Public Option Health Care will pass in reconcilliation with 51 votes or more, all Democrats. HCAN’s whip count currently stands at 45, and it will be 46 as soon as Deval Patrick can appoint a replacement for Senator Kennedy. That’s 5 votes away, and all 5 are Democrats. Two of them I’m sure will be Ron Wyden and Robert Byrd. That leaves our choice of Begich, Tester, Pryor, the Nelsons, Landrieu, Lincoln, Bayh, Carper, Conrad, and Baucus – just need 3. And if we keep pushing, we can stiffen Obama and Reid’s spines enough to push a few of these guys to come to the table.

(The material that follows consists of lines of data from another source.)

PR #265, opened 2023-08-01
resolved issue #152

Ramez-git:


bfasst/design.py
```diff
@@ -23,15 +23,22 @@ class Design:
     "class holding paths and other metadata for a given design" ""
 
     def __init__(self, dir_path, experiment_dir):
-        if not dir_path.is_dir() and (paths.DESIGNS_PATH / dir_path).is_dir():
+        if not dir_path.is_dir() and dir_path.is_absolute():
+            dir_path = dir_path
```
jgoeders, line 27: This part of the "if" logic isn't doing anything.  What is it meant to accomplish?

bfasst/design.py
```diff
@@ -23,15 +23,22 @@ class Design:
...
+        elif not dir_path.is_dir() and (paths.DESIGNS_PATH / dir_path).is_dir():
```
jgoeders, line 28: Perhaps you want to add `not dir_path.is_absolute()` to this if statement?

bfasst/design.py
```diff
@@ -23,15 +23,22 @@ class Design:
...
             dir_path = paths.DESIGNS_PATH / dir_path
-        dir_path = dir_path.absolute()
+
+        dir_path = paths.ROOT_PATH / dir_path.absolute()
```
jgoeders, line 31: This doesn't look correct.  The right side of a path "/" operation should not be an absolute path.  What are you trying to accomplish with this line?

bfasst/design.py
```diff
@@ -23,15 +23,22 @@ class Design:
...
 
         if not dir_path.is_dir():
             error("Design folder", dir_path, " does not exist.")
 
         self.path = dir_path
-        self.rel_path = self.path.relative_to(paths.DESIGNS_PATH)
+        if self.path.relative_to(paths.DESIGNS_PATH) != None:
```
jgoeders, line 37: Don't use `!= None` in Python.  You can use `is not None` or in this case, it's probably fine to just say `if self.path.relative_to(paths.DESIGNS_PATH):`

scripts/run_design.py
```diff
@@ -90,8 +92,15 @@ def main():
     for arg_name, enum in flow_args_map.items():
         flow_args[enum] = getattr(args, arg_name)
 
-    run_design(Path(args.design_path), args.flow, args.error_flow, flow_args=flow_args)
+    # Convert the design path to an absolute path
+    design_path = Path(os.path.expanduser(args.design_path))
```
jgoeders, line 96: What is the call to `expanduser` meant to do?  This function expands the `~` in a path, but it would have already been done by the shell prior to this code running, so I'm not sure what it's accomplishing here?

scripts/run_design.py
```diff
@@ -63,6 +64,7 @@ def main():
     parser.add_argument("--reverse", help="Reverse args", type=str, default="")
     parser.add_argument("--err", help="Error flow args", type=str, default="")
     parser.add_argument("--quiet", action="store_true")
+    parser.add_argument("--experiment_dir", help="Experiment directory", type=str, default=None)
```
jgoeders, line 67: The `type` should be `pathlib.Path` if the user is providing a path.

scripts/run_design.py
```diff
@@ -90,8 +92,15 @@ def main():
     for arg_name, enum in flow_args_map.items():
         flow_args[enum] = getattr(args, arg_name)
 
-    run_design(Path(args.design_path), args.flow, args.error_flow, flow_args=flow_args)
+    # Convert the design path to an absolute path
+    design_path = Path(os.path.expanduser(args.design_path))
+
+    # Set experiment_dir to the current working directory if not provided
+    experiment_dir = Path.cwd() if args.experiment_dir is None else Path(os.path.expanduser(args.experiment_dir))
```
jgoeders, line 99: Again, I don't think you need to `expanduser` as that should have already been done by the shell?

jgoeders (changes requested):

bfasst/design.py
Ramez-git: reverted

bfasst/design.py
Ramez-git: reverted

bfasst/design.py
Ramez-git: reverted

scripts/run_design.py
Ramez-git: reverted

scripts/run_design.py
Ramez-git: reverted

scripts/run_design.py
Ramez-git: reverted

bfasst/design.py
Ramez-git: reverted

jgoeders (approved):

PR #274, opened 2023-08-23
updated to build in cwd where script is invoked

KeenanRileyFaulkner:


KeenanRileyFaulkner:
The CI checks are failing due to env setup problems, but this is ready to merge, and has been tested locally. It will build in the cwd when the bfasster script is invoked. If the same experiment is invoked in the same directory (aka the artifacts exist in their proper ./build/<design>/... location) and the artifacts are up to date, ninja will not rebuild them, otherwise it will.

jgoeders:
OK, I'm working on merging a fix for the environment.

jgoeders (approved):

bfasst/yaml_parser.py
```diff
@@ -63,7 +60,7 @@ def __collect_design_paths(self):
                         continue
 
                     if (design_child / "design.yaml").is_file():
-                        design_name = design_child.split("/")[-2:]
+                        design_name = "/".join(str(design_child).split("/")[-2:])
```
jgoeders, line 63: This seems to be removing the first to items of the path?  What's the reason for this?  

It seems like you might want to use `relpath`, relative to something?

Or if you really want to always remove the first to elements, add a comment explaining why, and there is a better approach here: https://stackoverflow.com/a/26724369/609215

jgoeders (changes requested):

bfasst/yaml_parser.py
KeenanRileyFaulkner: Basically, this is because all the ninja stuff right now expects to take the design in as a subdirectory of `designs/`. This reverts the change Ramez made a few weeks ago and is undesirable, but it is in line with the current structure of our CI yaml experiments. Reilly and I have already talked about this, and we want to make the parser require the full relative path to each design we want to run. This is planned for a future pr. I was trying to get to it this week, but have been really bogged down by rapidwright stuff.

KeenanRileyFaulkner: The CI checks right now specify something like:
```
designs:
    - byu/alu
```
And we want to make it require
```
designs:
    - designs/byu/alu
```
Or some other complete path relative to where the script is invoked. This will allow designs to reside outside the bfasst repo. The bfasster script allows multiple designs to be passed by yaml or a single design to be passed by cmd line argument, so the format for the designs in both cases needs to match. I initially made the format match what was already in the CI yaml files.

KeenanRileyFaulkner: I just made the requested changes, in the interim.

50 and Biden will work too!
It’s so cute. The conservatives try their little hearts out trying to make the public option be not popular. But every poll that is worded correctly so that people actually know what they’re being asked about shows the public option as quite popular. xstryker is right. It will pass. And not long after it takes effect it will be very popular, just like the other social programs, and it won’t matter a bit whether it passed with 50, 51, or 91 votes.
Exactly, Scott. No one remembers how a bill was passed once it’s passed except the real political junkies. I can prove this because look at the media coverage of budget reconciliation. The media is acting like it’s something new when in fact Bush pushed his tax cuts through using budget reconciliation. Does anyone remember that?
The public option isn’t dead. I think co-ops are dead, though. I think what we’re fighting about now is how strong or weak the public option will be.